**What to produce**
Print each entry exactly, all the way through.

**Records to process**
[Start of section]

PR #1178, opened 2022-03-26
Properly dispose of WebRTC connections

mat-if:
## Summary

Noticed that my node was not properly disposing of some peers. This is the 'quick-fix', putting up here so I don't forget about it later, but the actual solution probably needs a little more thought.

The reproduction steps:
1. Connect via Websocket
2. Send Identity message to complete the initial Websocket "handshake"
3. Disconnect without ever upograding to WebRTC connection.

The WebRTC connection will retry until Infinity, but because tryDisposePeer only checks Websocket, it will stay forever. This is also a potential memory leak.

## Breaking Change

```
[ ] Yes
[ ] No
```


mat-if:
Documented in a larger doc around peer networking, going to close this since it has served it's purpose

PR #1181, opened 2022-03-28
RPC/CLI to watch transactions with a view key

mat-if:
## Summary

image

## Breaking Change

```
[ ] Yes
[ ] No
```


mat-if (commented):
lgtm

NullSoldier (approved):

PR #1189, opened 2022-03-31
Add index for mined blocks

deekerno:
## Summary
This adds an indexer for mined blocks. Adjustments to the `miners:mined` CLI command are coming in a separate PR.

## Testing Plan
Added tests and ensured that node runs as expected.

## Breaking Change

```
[ ] Yes
[x] No
```


ironfish/src/node.ts
```diff
@@ -284,6 +304,7 @@ export class IronfishNode {
     }
 
     this.telemetry.submitNodeStarted()
+    this.minedBlocksIndexer.start()
```
NullSoldier, line 307: The telemetry is wrong now based on this ordering right?

ironfish/src/indexer/indexer.ts
```diff
@@ -0,0 +1,32 @@
...
+  constructor({ files, location }: { files: FileSystem; location: string }) {
+    this.files = files
+    this.location = location
+    this.database = createDB({ location })
+  }
+
+  async openDB(options: { upgrade?: boolean } = { upgrade: true }): Promise<void> {
+    await this.files.mkdir(this.location, { recursive: true })
+    await this.database.open()
+    if (options.upgrade) {
```
NullSoldier, line 24: nit: extra space here? :)
```suggestion

    if (options.upgrade) {
```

[End of section]

**Completed task**
PR #1178, opened 2022-03-26
Properly dispose of WebRTC connections

mat-if:
## Summary

Noticed that my node was not properly disposing of some peers. This is the 'quick-fix', putting up here so I don't forget about it later, but the actual solution probably needs a little more thought.

The reproduction steps:
1. Connect via Websocket
2. Send Identity message to complete the initial Websocket "handshake"
3. Disconnect without ever upograding to WebRTC connection.

The WebRTC connection will retry until Infinity, but because tryDisposePeer only checks Websocket, it will stay forever. This is also a potential memory leak.

## Breaking Change

```
[ ] Yes
[ ] No
```


mat-if:
Documented in a larger doc around peer networking, going to close this since it has served it's purpose

PR #1181, opened 2022-03-28
RPC/CLI to watch transactions with a view key

mat-if:
## Summary

image

## Breaking Change

```
[ ] Yes
[ ] No
```


mat-if (commented):
lgtm

NullSoldier (approved):

PR #1189, opened 2022-03-31
Add index for mined blocks

deekerno:
## Summary
This adds an indexer for mined blocks. Adjustments to the `miners:mined` CLI command are coming in a separate PR.

## Testing Plan
Added tests and ensured that node runs as expected.

## Breaking Change

```
[ ] Yes
[x] No
```


ironfish/src/node.ts
```diff
@@ -284,6 +304,7 @@ export class IronfishNode {
     }
 
     this.telemetry.submitNodeStarted()
+    this.minedBlocksIndexer.start()
```
NullSoldier, line 307: The telemetry is wrong now based on this ordering right?

ironfish/src/indexer/indexer.ts
```diff
@@ -0,0 +1,32 @@
...
+  constructor({ files, location }: { files: FileSystem; location: string }) {
+    this.files = files
+    this.location = location
+    this.database = createDB({ location })
+  }
+
+  async openDB(options: { upgrade?: boolean } = { upgrade: true }): Promise<void> {
+    await this.files.mkdir(this.location, { recursive: true })
+    await this.database.open()
+    if (options.upgrade) {
```
NullSoldier, line 24: nit: extra space here? :)
```suggestion

    if (options.upgrade) {
```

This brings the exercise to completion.